No. of times released
Rolls?




1
Yes


2
Yes


3
No


4
Yes


5
Yes


6
Yes


7
Yes


8
Yes


9
Yes


10
Yes




Still I wasn't so satisfied with my experiments so I decided to roll a few time more till 20 but later scrapped that idea because the Question would become too long.
So, the final answer to the 1st Question was $9/10$ time it rolls.
For the 2nd Question though, I have a contradiction to my very own question. When the dice is released from $1$ cm, it should not budge because of the friction of the ground. Heck the dice should even roll. But the experiments shows a different thing all together. What am I exactly missing in here?
 A: Friction between the die and the ground is almost entirely irrelevant to this phenomenon. If the die has enough energy after the collision with the ground to lift its center of mass high enough to roll over, and the collision involves sufficient torque (because of falling not quite straight down, so that one edge or vertex impacts the table slightly before the rest of the face) that it actually does tip over, it will roll. If it has enough energy to do that several times in any direction, it will roll fairly.
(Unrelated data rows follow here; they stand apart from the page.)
PR #267, opened 2018-04-25
add warning capability to marbl_logging, use it, and warning_trace, f…

klindsay28:
…or co2calc calls

Testing: marbl_dev_n85 and a4d31abedbaa1bccccb2f5f583bc9989dd08f701 on MARBL NCAR/master

aux_pop_MARBL hobart/nag: (baseline comparison to MARBL NCAR/master)
   except for tests mentioned below, all tests pass
      ciso tests failed RUN because marbl_dev wasn't up to date with MARBL NCAR/master

Files Modified:
	modified:   src/marbl_co2calc_mod.F90
	modified:   src/marbl_logging.F90
	modified:   src/marbl_mod.F90

### DIFF
--- a/src/marbl_co2calc_mod.F90
+++ b/src/marbl_co2calc_mod.F90
@@ -888,20 +888,17 @@ contains
 
              ! Iteration number
              WRITE(log_message,"(3A,1X,A,I0)") '(', subname, ')', 'it = ', it
-             call marbl_status_log%log_noerror(log_message, subname, c,       &
-                             lonly_master_writes=.false.)
+             call marbl_status_log%log_warning(log_message, subname, c)
 
              ! x1 & f
              WRITE(log_message,"(3A,1X,A,2E15.7e3)") '(', subname, ')',       &
                   'x1,f = ', x1(c), flo(c)
-             call marbl_status_log%log_noerror(log_message, subname, c,       &
-                             lonly_master_writes=.false.)
+             call marbl_status_log%log_warning(log_message, subname, c)
 
              ! x2 & f
              WRITE(log_message,"(3A,1X,A,2E15.7e3)") '(', subname, ')',       &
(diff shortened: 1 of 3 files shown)


mnlevy1981 (changes requested):
I'm a little confused about how the warning traceback works; if I remember correctly we are not mimicking the error traceback because the subroutine that triggers the warning does not return, so the log could potentially fill with misleading warning tracebacks. So do we want to set `lwarning = .false.` in `marbl_log_warning_trace()`? Otherwise a warning from `marbl_co2calc_surface() with flux_co2` might also print a warning pointing to `flux_alt_co2`, and a warning from `marbl_co2calc_interior() with dic` might also print a warning pointing to `dic_alt_co2`.

The other thing that stands out is that we now want to use `labort_on_warning` but there is no way for the user to turn that on. I think the best path forward to address that is for me to open up another issue ticket to address making `labort_on_warning` a new variable in `marbl_settings_mod.F90`.

So my suggestion is to add

```
     write(log_message, "(2A)") "Warning reported from ", trim(RoutineName)
     call this%log_warning(log_message, CodeLoc, ElemInd)
+    this%lwarning = .false.
```

to `marbl_log_warning_trace()` and then I'll address `labort_on_warning` separately. @klindsay28 how does that sound?

klindsay28:
I see your point about lwarning. A drawback to your suggestion is that the code can then only report a single level of warning trace. My initial usages of the warning interface only reports a single level, so your suggestion wouldn't cause problems for that, but it does limit what we can do in the future.

Alas, I can't think of an easy implementation that avoids spurious warnings and enables multiple warning trace entries.

In my opinion, avoiding the spurious warnings is preferable to the drawback. I'll put it in and update the pull request.

I agree that enabling labort_on_warning should be in a separate issue ticket.

PR #285, opened 2018-06-13
Change sphinx theme

mnlevy1981:
UCAR lawyers have pointed out that we can not have ads appearing on our documentation pages. If we want to continue to host documentation on [readthedocs.io](https://marbl.readthedocs.io/), then we can not use the `sphinx_rtd_theme` because it allows RTD to push ads. Instead, we switch to the `better` theme and also use `sphinxcontrib-fulltoc` to continue to get the full table of contents in the sidebar.


mnlevy1981:
Closing without merging - we went with the option presented in #284 instead

PR #298, opened 2018-07-13
New python tool to check formatting of fortran / python files

mnlevy1981:
As we start enforcing [coding standards](https://github.com/marbl-ecosys/MARBL/wiki/Code-Formatting-Rules-(STRAWMAN)), we need a way to check that developers are following the rules. This new script (which is run as part of the TravisCI testing) will house those tests.

I thought about using https://github.com/NCAR/code-format-checker or https://github.com/adcroft/house_cleaning but in the end it seemed easiest to just write something MARBL-specific: developers don't need to clone a different repository to access the tool, and we don't need to introduce command-line arguments to allow the flexibility of a more general tool.

I think this tool is in a good place to bring to `development` now, and then as I work through issues based on the coding standards I can just introduce new tests.


matt-long (approved):
@mnlevy1981 this looks good to me.

Issue #13, opened 2016-02-29
Consistent file names


mnlevy1981:
We want `module XYZ` in `XYZ.F90` (and `module ABC_mod` in `ABC_mod.F90`). I'm anticipating the following file name changes when we are ready:

```
$ mv ecosys_diagnostics_mod.F90 marbl_diagnostics_mod.F90 
$ mv ecosys_mod.F90 marbl_mod.F90
$ mv ecosys_restore.F90 ecosys_restore_mod.F90 
$ mv marbl_kinds.F90 marbl_kinds_mod.F90
$ mv marbl_share.F90 marbl_share_mod.F90
```

matt-long:
Should the ecosys_restore be marbl_restore?

---

Matthew C. Long
Scientist I, Oceanography Section
Climate and Global Dynamics Laboratory
National Center for Atmospheric Research
303.497.1311 (W)
650.575.7784 (M)
http://www.cgd.ucar.edu/staff/mclong

mnlevy1981:
It should - I was just making a list of what was needed to have the file name consistent with the module name for building, while ecosys_restore -> marbl_restore_mod would require updating the files that depend on ecosys_restore as well. That wasn't very clear in the issue ticket.

mnlevy1981:
The following are the only source files that are not `marbl_*_mod.F90` (they are missing the `_mod` suffix):

```
marbl_interface.F90
marbl_interface_constants.F90
marbl_interface_types.F90
marbl_internal_types.F90
marbl_logging.F90
marbl_oxygen.F90
marbl_parms.F90
marbl_sizes.F90
```

I don't know if we want to use `_mod` for ALL files, or if there is some criteria (maybe use `_mod` if the module has public subroutines or functions that are used by other modules?)

mnlevy1981:
It seems like there are three options to consider:

1. As mentioned [in 2016](https://github.com/marbl-ecosys/MARBL/issues/13#issuecomment-199401802), `marbl_XYZ.F90` => a module that only has public variables, whereas `marbl_XYZ_mod.F90` => a module with subroutines / functions
1. Every module should have the `_mod` suffix, e.g. `marbl_XYZ_mod.F90`
1. No module should have the `_mod` suffix, e.g. `marbl_XYZ.F90`

[...]

PR #303, opened 2018-07-27
File name clean-up

mnlevy1981:
We want all files to be `marbl_*_mod`, and they should contain `module marbl_*_mod`.

Only renamed six files, but all use statements from other files had to be changed accordingly. This will require changes in the GCM as well.

I also cleaned up the emacs-specific file header for formatting.


mnlevy1981:
I'm not going to merge this PR -- there should be some discussion on #13 about what we want the file names to be, and it makes sense to address #86 first rather than potentially needing to rename `marbl_mod.F90` before splitting it into two modules.

PR #306, opened 2018-07-27
Add -Wextra -Wno-compare-reals gfortran flags

mnlevy1981:
`-Wall` does not actually turn on ALL warnings, so we include `-Wextra` as well.
However, `-Wextra` flags checking for equality between two reals with the warning

```
Equality comparison for REAL(8) at (1)
```

And we want to allow those checks, so we also include `-Wno-compare-reals`.

These extra checks picked up on a few unused parameters (mostly `subname` being
declared in a subroutine and then never used)

### DIFF
--- a/src/Makefile
+++ b/src/Makefile
@@ -108,7 +108,7 @@ all : gnu
 
 .PHONY: gnu
 gnu:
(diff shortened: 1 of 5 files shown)


klindsay28:
With the removal of these unused local variables, subroutines `marbl_diagnostics_set_surface_forcing` and `store_diagnostics_ciso_surface_forcing` now appear to have comments identifying local variables, but do not have local variables. I suggest removing these comment blocks.

Skimming through the code, I do not see any additional superfluous local variables comment blocks.

mnlevy1981:
@klindsay28 -- thanks for pointing out those unnecessary code blocks, I cleaned them up (as well as a few other misplaced comments). I think the changes here are still pretty small and it's not worth finding a time to sit together and go over them, but if you get a chance could you look over the changes from 1603831 and let me know if anything else stands out as missing? I've run tests on hobart and am currently also testing on cheyenne, though I'm pretty confident these won't change answers.

klindsay28 (approved):

PR #308, opened 2018-08-07
Split marbl_mod and marbl_ciso_mod

mnlevy1981:
Separate the initialization, surface flux computation, and interior tendency computations in both `marbl_mod.F90` and `marbl_ciso_mod.F90`: the end result is replacing those two modules with seven new ones and moving some routines to `marbl_init_mod.F90`:

1. `marbl_surface_flux_mod` -- contains `marbl_surface_flux_compute()`, formerly `marbl_set_surface_forcing()`
1. `marbl_interior_tendency_mod` -- contains `marbl_interior_tendency_compute()`, formerly `marbl_set_interior_forcing()`. Also has `marbl_set_global_scalars_interior()`, which needs to be renamed (ideally it would be moved to `marbl_glo_avg_mod` but it calls `adjust_bury_coeff()` which needs to stay in `marbl_interior_mod`)
1. `marbl_glo_avg_mod` -- contains `marbl_glo_avg_count_vars()` and `marbl_glo_avg_init_rmean_vals()`
1. `marbl_ciso_init_mod` -- contains `marbl_ciso_init_tracer_metadata()`
1. `marbl_ciso_surface_flux_mod` -- contains `marbl_ciso_surface_flux_compute()`, formerly `marbl_ciso_set_surface_forcing()`
1. `marbl_ciso_interior_tendency_mod` -- contains `marbl_ciso_interior_tendency_compute()`, formerly `marbl_ciso_set_interior_forcing()`.
1. `marbl_interior_share_mod` -- contains `marbl_interior_share_update_sinking_particle_from_level_above()`, which used to be a private routine (`marbl_update_sinking_particle_from_prior_level()`) in both `marbl_mod` and `marbl_ciso_mod`; now both tracer modules can use the same code. Perhaps this would also be a good place for `adjust_bury_coeff()`, allowing `marbl_set_global_scalars_interior()` to be moved to `marbl_glo_avg_mod`?

For consistency, the interface routines `set_surface_forcing()` and `set_interior_forcing()` have been renamed `surface_flux_compute()` and `interior_tendency_compute()`, respectively, and renames `marbl_comp_nhx_surface_emis()` to `marbl_nhx_surface_emis_compute()`.

Addresses #86


mnlevy1981:
Still to do: clean up the module-level comments in all these new modules. The original comments from `marbl_mod.F90` ended up in `marbl_surface_flux_mod.F90`, and the comments from `marbl_ciso_mod.F90` are in `marbl_ciso_surface_flux_mod.F90` . It's not entirely clear to me where documentation like the following belongs:

```
  !  Multispecies ecosystem based on Doney et al. 1996, Moore et al., 2002
  !  Based on POP Global NCAR Nitrogen Ecosystem Model
  !  version 0.0 (June 15th, 1998) from S.C. Doney.
  !  Based on Doney et al., 1996 model.
  !  Climate and Global Dynamics, NCAR
  !  (doney@whoi.edu)
  !
  !  Version 1.0
  !  Multispecies, multiple limiting nutrient version of ecosystem
  !  based on mixed layer model of Moore et al.(2002).  Implemented here with
  !  fixed elemental ratios and including only the diatoms and small
  !  phytoplankton, with a parameterization of calcification,
  !  by Keith Lindsay and Keith Moore, Fall 2001 - Spring 2002.
  !  Calcification parameterization based on Moore et al. 2002.
  !
  !  Version 2.0, January 2003
  !    Adds diazotrophs as a phytoplankton group, (based on Moore et al., 2002a)
  !    Allows for variable fe/C for all phytoplankton groups
  !     Allows for variable si/C for the diatoms
  !     Adds explicit tracers for DON, DOP, DOFe
  !     variable remin length scale for detrital soft POM and bSi f(temperature)
  !     Extensive modifications to iron scavenging parameterization
  !     Addition of a sedimentary dissolved iron source,
  !        (implemented in ballast code as excess remin in bottom cell)
  !        coded by J.K. Moore, (jkmoore@uci.edu)
  !
  !   Version 2.01. March 2003
  !     corrected O2 bug
  !     corrected grazing parameter z_grz bug at depth
  !     dust dissolution at depth releases iron,
  !     increased length scale for dust diss., increased hard fraction dust
  !     no deep ocean reduction in scavenging rates,
  !     increase bSi OC/ballast ratio 0.3 -> 0.35,
  !     corrected bug in diazotroph photoadaptation, and diat and sp adapatation
  !
  !   Version 2.02.
  !     corrected bug in Fe_scavenge (units for dust), May 2003
  !     changed C/N/P ratios to 117/16/1 (Anderson & Sarmiento, 1994)
  !
  !   Version 2.03., July 2003
  !     Remin of DOM no longer temperature dependent,
  !     new iron scavenging parameterization added,
  !     some dissolution of hard fraction of ballast materials added
  !
  !   Version 2.1, September 2003
  !     modfied iron scavenging and dust dissolution at depth
  !
  !   Version 2.11, March 2004
  !     fixed bug in iron scavenging code, replace dust and POC flux_in w/ flux_out
  !
  !   Version 2.12, April 2004 - Final version for GBC paper revision,
  !     (Questions/comments, Keith Moore - jkmoore@uci.edu
  !
  !   References
  !   Doney, S.C., Glover, D.M., Najjar, R.G., 1996. A new coupled, one-dimensional
  !   biological-physical model for the upper ocean: applications to the JGOFS
  !   Bermuda Time-Series Study (BATS) site. Deep-Sea Res. II, 43: 591-624.
  !
  !   Moore, JK, Doney, SC, Kleypas, JA, Glover, DM, Fung, IY, 2002. An intermediate
  !   complexity marine ecosystem model for the global domain. Deep-Sea Res. II, 49:
  !   403-462.
  !
  !   Moore, JK, Doney, SC, Glover, DM, Fung, IY, 2002. Iron cycling and nutrient
  !   limitation patterns in surface waters of the world ocean. Deep-Sea Res. II,
  !   49: 463-507.
```

Also, there are two things I want to look into doing:

1. Split `marbl_diagnostics_mod.F90` into `marbl_diagnostics_mod.F90` and `marbl_ciso_diagnostics_mod.F90`
2. Always call `marbl_ciso_*()` routines, but have `if (.not. ciso_on) return` at the top... i.e. move the `if (ciso_on)` checks into the Ciso routines. I think that will be a cleaner template to follow when adding additional tracer modules such as Niso.

mnlevy1981:
I've split `marbl_diagnostic_mod.F90`, and now realize that there are lots of variables, data types, and subroutines still using `surface_forcing` and `interior_forcing` -- I will be renaming all of those to `surface_flux` and `interior_tendency`, respectively.

mnlevy1981:
To clarify the last comment, I want to replace `surface_forcing` with `surface_flux` in relationship to the computation done in `marbl_surface_flux_compute()` (formerly `set_surface_forcing()`). Datatypes and subroutines dealing with forcing fields requested by MARBL (`u10_sqr`, `sst`, `Salinity`, etc) should keep `forcing` in its moniker, and we do separate those forcings based on whether they apply to the surface flux computation or the interior tendency computation. Maybe those should be referred to `forcings_for_surface_flux` and `forcings_for_interior_tendency`? That's starting to get pretty long, especially for things like `marbl_forcings_for_surface_flux_indexing_type` and `marbl_forcings_for_interior_tendency_indexing_type`

src/marbl_surface_flux_mod.F90
```diff
@@ -0,0 +1,567 @@
...
+         marbl_tracer_indices     = marbl_tracer_indices,     &
+         saved_state              = saved_state,              &
+         saved_state_ind          = saved_state_ind,          &
+         surface_flux_diags       = surface_flux_diags)
+
+    !-----------------------------------------------------------------------
+    ! Compute carbon isotopes surface fluxes
+    !-----------------------------------------------------------------------
+
+    ! pass in sections of surface_input_forcings instead of associated vars because of problems with intel/15.0.3
```
mnlevy1981: Having the `if (ciso_on)` check in `marbl_ciso_surface_flux_mod` means I'm always trying to pass `surface_input_forcings(ind%d1{3,4}c_id)`, and those indices are 0 for non-ciso runs. So I think we should pass all of `surface_input_forcings` (as well as `ind`) and let the subroutine pull out `sst`, `d13c`, and `d14c`.

PR #327, opened 2018-11-15
Remove workaround to PGI compiler bug

mnlevy1981:
As of 18.10, put_input_file_line() does not need the pgi_bugfix_var optional
argument to be recognized as a unique interface for put_setting(). Once this is
accepted onto development, PGI 18.4 (and earlier) will not be able to compile
MARBL. It will fail to build the stand-alone driver with the error

```
PGF90-S-0155-cannot access PRIVATE type bound procedure put_input_file_line
```

(Presumably GCMs that use put_setting() will also run into this error)

### DIFF
--- a/src/marbl_interface.F90
+++ b/src/marbl_interface.F90
@@ -541,7 +541,7 @@ contains
 
   !***********************************************************************
 
-  subroutine put_input_file_line(this, line, pgi_bugfix_var)
+  subroutine put_input_file_line(this, line)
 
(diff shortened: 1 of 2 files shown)


mnlevy1981:
I've asked ISG to install the newest PGI compiler on hobart, at which point I'll make a CIME pull request to update the version used by CESM... after CESM is building with 18.10, we can bring this onto development and stable (assuming the CIME change goes into both CESM 2.1 and 2.2)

You're dropping your die's center of mass from a height of $1.4cm$ to a height of $0.4cm$, you're probably imparting a little bit of rotational kinetic energy as you drop it since your hands are not perfect frictionless leveling machines, and it needs to rebound with a little bit more energy than needed to reach to a height of half its longest diagonal ($0.4\sqrt{3} \approx 0.7cm$) in order to tip over in any direction, or a little bit more energy than needed to reach a height of half its shortest diagonal ($0.4\sqrt{2} \approx 0.6cm$) in order to tip over at all.
With a 1cm falling distance and a 0.2 to 0.3cm minimum rebound distance, your experiment indicates that your die bounces from the plywood surface with at least 20-30% of the kinetic energy with which it struck.
Since your die does not roll fairly (or even roll at all every time), it indicates that it does not rebound with significantly more than 30% of the kinetic energy with which it struck.
This matches my expectations based on my everyday experience for objects made of wood and plastic. If you retried the experiment with a hardened steel die on a heavy hardened steel anvil, such that about 90% of the kinetic energy of the collision was retained in the rebound, I predict that you would find that you could roll the die at a height of about $0.4cm$ above the table.